Revenues from Tirunelveli - a small, C-category town with a population of 0.41 million - amounted to Rs 2.8 crore (RS 28 million) in FY05 and Rs 1.3 crore (Rs 13 million) in H1FY06. From Coimbatore, Sun is estimated to have earned Rs 5.6 crore (Rs 56 million) in FY05 and Rs 3.2 crore (Rs 32 million) in H1FY06.
Valuations are a big bet on the future
The price band of Rs 730-875 implies a market capitalisation of Rs 5,037-6,037 crore (Rs 50.37-60.37 billion) for Sun. Compare this with Rs 10,000 crore (Rs 100 billion) for Zee, which has a similar business model except that it has distribution but no radio business.
Revenues for Zee were Rs 584 crore (Rs 5.84 billion) versus Rs 218 crore (Rs 2.18 billion) for Sun in the nine months to December 2005. Its market cap to sales (FY06), at the higher end of the price band, is around 18.5, while for Zee it is 6.5. Sun's EV/EBITDA multiple for FY06 is 28 times compared with Zee's 40 times.

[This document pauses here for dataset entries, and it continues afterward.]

PR #20881, opened 2026-05-27
fix(cli): harden bw serve origin-protection against DNS rebinding [PM-36600]

addisonbeck:
## Tracking

[PM-36600](https://bitwarden.atlassian.net/browse/PM-36600)

## Objective

`bw serve` runs an unauthenticated local HTTP API and was protected only by an `Origin`-header presence check. Browsers omit `Origin` on same-origin GETs, so any DNS-rebinding attack, where a malicious page rebinds its own domain to `127.0.0.1`, sends `Host: evil.example:8087` with no `Origin`, and the original middleware passed those requests through. 

This is fixed over two layers

1. Reject any request whose `Host` header isn't in `{localhost:PORT, 127.0.0.1:PORT, [::1]:PORT, <configured-hostname>:PORT}`. DNS-rebound requests carry the attacker's hostname in `Host`, so this catches them. Bare-host forms are also accepted when PORT is 80 or 443 (clients omit the default port per RFC 7230 §5.4); the allowlist is disabled when `--hostname all` is passed and Layer 2 alone applies.
2. Reject any request that carries an `Origin` header. We are already doing this today.

The allowlist construction (`buildServeAllowedHosts`) and the middleware factory (`buildOriginProtectionMiddleware`) are extracted into pure, exported functions for unit testing.

[PM-36600]: https://bitwarden.atlassian.net/browse/PM-36600?atlOrigin=eyJpIjoiNWRkNTljNzYxNjVmNDY3MDlhMDU5Y2ZhYzA5YTRkZjUiLCJwIjoiZ2l0aHViLWNvbS1KU1cifQ

### DIFF
--- a/apps/cli/src/commands/serve.command.ts
+++ b/apps/cli/src/commands/serve.command.ts
@@ -83,7 +83,7 @@ export class ServeCommand {
 
   async run(options: OptionValues) {
     const protectOrigin = !options.disableOriginProtection;
-    const port = options.port || 8087;
+    const port = Number(options.port) || 8087;
     const hostname = options.hostname || "localhost";
     this.serviceContainer.logService.info(
       `Starting server on ${hostname}:${port} with ${
--- a/apps/cli/src/commands/serve.command.ts
+++ b/apps/cli/src/commands/serve.command.ts
@@ -15,11 +15,16 @@ import { OssServeConfigurator } from "../oss-serve-configurator";
 import { ServiceContainer } from "../service-container/service-container";
 
 export function buildServeAllowedHosts(hostname: string, port: number): Set<string> {
-  return new Set(
-    [`localhost:${port}`, `127.0.0.1:${port}`, `[::1]:${port}`, `${hostname}:${port}`].map(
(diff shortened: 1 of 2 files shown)


apps/cli/src/commands/serve.command.ts
```diff
@@ -4,14 +4,77 @@ import net from "node:net";
...
+
+function rejectIfOriginPresent(ctx: Context, logService: LogService): boolean {
+  if (ctx.headers.origin === undefined) {
+    return false;
+  }
+  ctx.status = 403;
+  logService.warning(
+    `Blocking request from "${
+      Utils.isNullOrEmpty(ctx.headers.origin) ? "(Origin header value missing)" : ctx.headers.origin
+    }"`,
```
dani-garcia, line 51: Non-blocking suggestion: We're already returning early if `ctx.headers.origin` is undefined, so I'd say this check is overly defensive:
```suggestion
    `Blocking request from "${ctx.headers.origin}"`,
```

dani-garcia (approved):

Sun's programmes are popular. Going ahead it should gain from higher advertisement revenues. Zee, on the other hand, while seeing better viewership ratings, is unlikely to see increased pricing power.
Analysts believe Sun's earnings will grow at 48 per cent compared with 6-10 per cent for Zee between FY05 and FY08, given that its pay TV revenues will grow faster. While the numbers are not impossible to achieve, given the potential for growth, Sun may take longer than time estimated to get there.